**Entries supplied**
* * *

PR #497, opened 2016-05-26
DOC: Add docs for color editor & formatter

ElDeveloper:
@squirrelo This is the best I could come up with, let me know what you think.


emperor/support_files/js/color-editor.js
```diff
@@ -9,21 +14,21 @@ function($, _, DecompositionView, ViewControllers, spectrum) {
...
+   * This class represents a color editor defined by the SlickGrid
    * project.
    *
-   * @property {$input} object where the Spectrum color picker lives.
-   * @property {defaultValue} initial value of the cell being edited.
-   *
    * Note, this object is heavily based on classes in slick.editors.js and in
-   * the documentation that can be found here:
-   *    https://github.com/mleibman/SlickGrid/wiki/Writing-custom-cell-editors
+   * the documentation that can be found [here](https://github.com/mleibman/
```
squirrelo: To be more "JSDoc-y", you can change
(https://github.com/mleibman/SlickGrid/wiki/Writing-custom-cell-editors)
 to
{@link https://github.com/mleibman/SlickGrid/wiki/Writing-custom-cell-editors}
and it will still render as a link.

squirrelo:
I like that it properly renders as a class with this setup, but I'm a little hesitant to keep adding more jsdoc exceptions to the linter. We should discuss more tomorrow but overall looks good.

emperor/support_files/js/color-editor.js
ElDeveloper: I tried using the `@link` directive, but since the URL spans multiple
lines, the whitespace messes with the link and leads to a 404. This
problem doesn't seem to happen with the markdown syntax though.

ElDeveloper:
Sounds like a good idea!

emperor/support_files/js/color-editor.js
squirrelo: Makes sense.

PR #498, opened 2016-05-26
STY: Fix tests to fit within 80 columns

ElDeveloper:
Should help with gjslint not passing.


squirrelo:
This is awesome! Travis is being weird about upgrading miniconda, so I pulled down and tested on my machine and it all works. Still want to wait and see if the issue resolves itself, but this is a huge step forward for gjslint compliance!

PR #504, opened 2016-05-26
Duck filled API

squirrelo:
This adds documentation and linting to the javascript, on top of the existing tests.


ElDeveloper:
We are good! We should probably squash all these commits.

squirrelo:
I've squashed some of them. Should be good to go.

ElDeveloper:
Did you forget to push? I still see > 80 commits, would be nice to have 1 or 2 at most, since these are all documentation additions, there's no point in keeping this history, and since you put the majority of work it would make sense for you to author the squashed commit.

squirrelo:
Seems I'm having the sync-ing issue again. I'll try pushing again, but if that doesnt work I'll just close and open another PR.

Issue #761, opened 2020-05-09
Inconsistent sorting for mixed-type (numeric + non-numeric) fields in the color legend


fedarko:
When a field contains mixed numeric and non-numeric values, the non-numeric values are correctly assigned colors from the "start" of the color palette: but they aren't placed in the legend before the numeric values. This results in the legend looking off (the red and blue colors are the first two in the `Classic QIIME Colors` map, but they aren't listed in this order in the screenshot below).

![image](https://user-images.githubusercontent.com/4177727/81459873-c239bc00-9156-11ea-9086-b047977bf879.png)

For reference, I'm attaching the sample metadata I used to generate the above visualization (it's just the Q2 moving pictures data), and the QZV file for the visualization (renamed to use .zip so that GitHub doesn't explode):

[sample_metadata_badscaling_test.txt](https://github.com/biocore/emperor/files/4602422/sample_metadata_badscaling_test.txt)

[unweighted_unifrac_emperor.zip](https://github.com/biocore/emperor/files/4602425/unweighted_unifrac_emperor.zip)

fedarko:
OK, I think I've isolated the source of the problem. It traces back to `DecompositionView.setCategory()`, which adds items to a `dataView` in what seems like an arbitrary order:

https://github.com/biocore/emperor/blob/023b6ecb761c31cd7f60a2e38e418d71199eb4e1/emperor/support_files/js/view.js#L769-L794

Flipping things around, so that we sort the `attributes`' keys first, seems to fix the problem:

```js
DecompositionView.prototype.setCategory = function(attributes,
                                                   setPlottableAttributes,
                                                   category) {
  var scope = this, dataView = [], plottables;

  var fieldValues = util.naturalSort(_.keys(attributes));

  _.each(fieldValues, function(fieldVal, index) {
    /*
     *
     * WARNING: This is mixing attributes of the view with the model ...
     * it's a bit of a gray area though.
     *
     **/
    plottables = scope.decomp.getPlottablesByMetadataCategoryValue(category,
                                                                   fieldVal);
    if (setPlottableAttributes !== null) {
      setPlottableAttributes(scope, attributes[fieldVal], plottables);
    }

    dataView.push({id: index, category: fieldVal, value: attributes[fieldVal],
                   plottables: plottables});
  });
  this.needsUpdate = true;

  return dataView;
};
```

This results in the legend elements being sorted as expected --

[...]

PR #763, opened 2020-05-11
Some (mostly coloring-focused) bug fixes

### LINKED ISSUE #760: "Incomplete" interpolation for sequential / diverging color maps
When selecting a sequential / diverging color map (e.g. Viridis), the interpolation is incomplete: the "end" color isn't the end of the color map. See the example below, where the end color should be #fee825 (yellow) but is actually #8cb373 (blue-ish green).

image

This notably doesn't seem to be a problem when using the "continuous values" scaling:

image

I suspect that [this line](https://github.com/biocore/emperor/blob/023b6ecb761c31cd7f60a2e38e418d71199eb4e1/emperor/support_files/js/color-view-controller.js#L468) in `color-view-controller.js` may be causing these problems, but I'm not sure.

### LINKED ISSUE #762: Update chroma.js version
As mentioned in https://github.com/biocore/empress/pull/159#issuecomment-625580999, the version used by Empress and Emperor is a few years out of date, so this results in tiny precision problems.

fedarko:
Closes #760 and closes #762. Also fixes that `naturalSort()` Infinity issue we talked about (there isn't an open issue for that though).

The JavaScript tests have ~~mostly~~ all been updated. This involved updating both the expected colors from the interpolation fixes, as well as updating slightly different colors due to the new Chroma.js version. (For the two tests that directly checked gradient SVG equality, I elected to just copy in the new expected SVG over the old expected SVG markup -- changing each hex color manually seemed kinda daunting, as shown in the QUnit diff below.)

errors

I also tested this manually, and can confirm that this resolves #760 -- see below, where the interpolated Viridis colors now extend to cover the full color map.

image


emperor/support_files/js/util.js
```diff
@@ -13,8 +13,12 @@ define(['underscore'], function(_) {
     var numericPart = [], alphaPart = [], result = [];
 
     // separate the numeric and the alpha elements of the array
+    // Note that NaN and +/- Infinity are not considered numeric elements
     for (var index = 0; index < list.length; index++) {
-      if (isNaN(parseFloat(list[index]))) {
+      if (
+          isNaN(parseFloat(list[index])) ||
```
wasade, line 19: Worth doing the parse to float a single time?

tests/javascript_tests/test_util.js
```diff
@@ -118,6 +118,47 @@ requirejs(['jquery', 'underscore', 'util'], function($, _, util) {
...
+     *
+     * Test that strings like "Infinity" are sorted with words in
+     * naturalSort's output, rather than with numbers. This test was adapted
+     * from Empress.
+     *
+     */
+    test("Test that naturalSort doesn't treat Infinity / NaN as numbers", function () {
+      var eles = [
+        "1",
+        "2",
```
wasade, line 131: is it important to include things like 1e10?

emperor/support_files/js/util.js
fedarko: yeah, would be nice (and should make this if statement fit on one line i guess). will resolve tomorrow

tests/javascript_tests/test_util.js
fedarko: I hadn't thought of that! Would be nice to have tested. That being said, it looks like in JS scientific notation stuff like 1e10 is interpreted correctly as a number by `parseFloat()`, so I think this should be handled as expected already (but ofc would be best to explicitly test for that :)

```js
> parseFloat("1e10");
10000000000
```

wasade: Excellent :)

fedarko:
Comments have been addressed. It's worth noting that scientific notation numbers like `1e2` are handled as expected by `naturalSort()` (and this is now explicitly tested for), _but_ the legend is still not sorting things correctly since this PR doesn't address #761. So datasets can still look something like

image

... where the colors are assigned correctly, but the legend is out of order.

If y'all would like me to I can try to address #761 in this PR as well, but I'm not sure where to look for that.

Thanks!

* * *

**Work task**
Provide the number of lines above that include the string "index", with no other words.

**Result for this exercise**
5